After meeting Adolf Hitler in March 1941 to plan for Operation Barbarossa, Georg von Küchler told his divisional commanders on 25 April 1941, We're separated from Russian Soviet Federated Socialist Republic, ideologically and racially, by a deep abyss. Russian Soviet Federated Socialist Republic is, if only by the mass of her territory, an Asian state. Adolf Hitler does not wish to palm off responsibility for Germany's existence on to a later generation, Adolf Hitler has decided to force the dispute with Russian Soviet Federated Socialist Republic before the year is out. If Germany wishes to live in peace for generations, safe from a threatening danger in the East, this cannot be a case of pushing Russian Soviet Federated Socialist Republic back a little or even hundreds of kilometres but the aim must be to eradicate European Russian Soviet Federated Socialist Republic, to dissolve the Russian state in Europe. Georg von Küchler went on to call Red Army commissars criminals who should all be shot.

On 17 January 1942, Georg von Küchler became commandant of Heeresgruppe Nord (Army Group North) after Field Marshal Wilhelm Ritter von Leeb was relieved of his command. Georg von Küchler, contrary to his predecessor Wilhelm Ritter von Leeb, was seen as politically submissive and was liked by Adolf Hitler, who trusted that Georg von Küchler would come through where he believed Wilhelm Ritter von Leeb had went wrong.

Georg von Küchler commanded Heeresgruppe Nord (Army Group North) from December 1941 through January 1944 but was not able to accomplish any victory at Leningrad. Georg von Küchler sustained the siege of Leningrad, setting in motion massive bombardments in an endeavour to intimidate the Russian Army into surrender. On 30 June 1942 Adolf Hitler promoted Georg von Küchler to field marshal (Generalfeldmarschall). In January 1944 Russian military personnel were able to break the encirclement of Leningrad, and Georg von Küchler was dismissed when he called for the withdrawal to the Luga River, which was essential to the survival of Heeresgruppe Nord (Army Group North).

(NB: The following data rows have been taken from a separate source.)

PR #964, opened 2026-05-21
fix(chroma): exclude soft-deleted documents from default searches (cherry-pick #959 → stage)

charliegillet:
## Summary

Cherry-pick of **#959** (`b535bfa6`) onto `stage` so the Chroma `isDeleted` fix makes the release cut. The original is already merged to `develop`; the stage cut (`14c26b66`) was taken at #957 — before #959 landed on develop — so it is not otherwise in this release.

- **Soft-deleted documents leaked into default searches:** `_convertFilter` only added an `isDeleted` clause when `docFilter.isDeleted is not None`. Since the default `DocFilter.isDeleted` is `None`, normal searches added **no** filter and returned soft-deleted documents. **Fix:** when `isDeleted` is `None`/`False`, exclude only explicitly-deleted docs via `{'isDeleted': {'$ne': True}}` (in Chroma, `$ne True` also matches records lacking the key, so absent/null counts as not-deleted); when `True`, return deleted docs via `{'isDeleted': {'$eq': True}}`. Mirrors the Qdrant fix in #958.

## Test plan

- [x] `nodes/test/chroma/test_convert_filter_explicit_none.py` — 7/7 pass (4 existing tests updated to expect the new clause, 3 added for None/False/True).
- [x] Clean cherry-pick onto `stage` (no conflicts); content identical to develop commit `b535bfa6`.

### DIFF
--- a/nodes/src/nodes/chroma/chroma.py
+++ b/nodes/src/nodes/chroma/chroma.py
@@ -163,8 +163,14 @@ class Store(DocumentStoreBase):
             filters.append({'permissionId': {'$in': docFilter.permissions}})
         if docFilter.objectIds is not None:
             filters.append({'objectId': {'$in': docFilter.objectIds}})
-        if docFilter.isDeleted is not None:
-            filters.append({'isDeleted': {'$eq': docFilter.isDeleted}})
+        if docFilter.isDeleted is None or not docFilter.isDeleted:
+            # Exclude only docs explicitly marked deleted. A null/absent isDeleted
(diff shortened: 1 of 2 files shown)


dsapandora (approved):

charliegillet:
Closing as a duplicate of #965, which is the same cherry-pick of #959 onto stage from an in-repo branch. Let's merge #965 instead — thanks @dsapandora for picking it up.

Whilst in retirement Georg von Küchler was approached by Carl Goerdeler who tried to persuade him to join the July Plot. While sympathetic to the group's objectives, Georg von Küchler declined to take part in the attempt to assassinate Adolf Hitler. At the end of the Second World War, Georg von Küchler was apprehended by American occupation authorities and tried by a military court in 1948 in the High Command Trial. On 27 October 1948 Georg von Küchler was sentenced to twenty years' incarceration for his treatment of partisans in the Union of Soviet Socialist Republics but only served eight years before he was released in 1953 due to sickness and old age. Georg von Küchler died in Garmisch-Partenkirchen on 25 May 1968.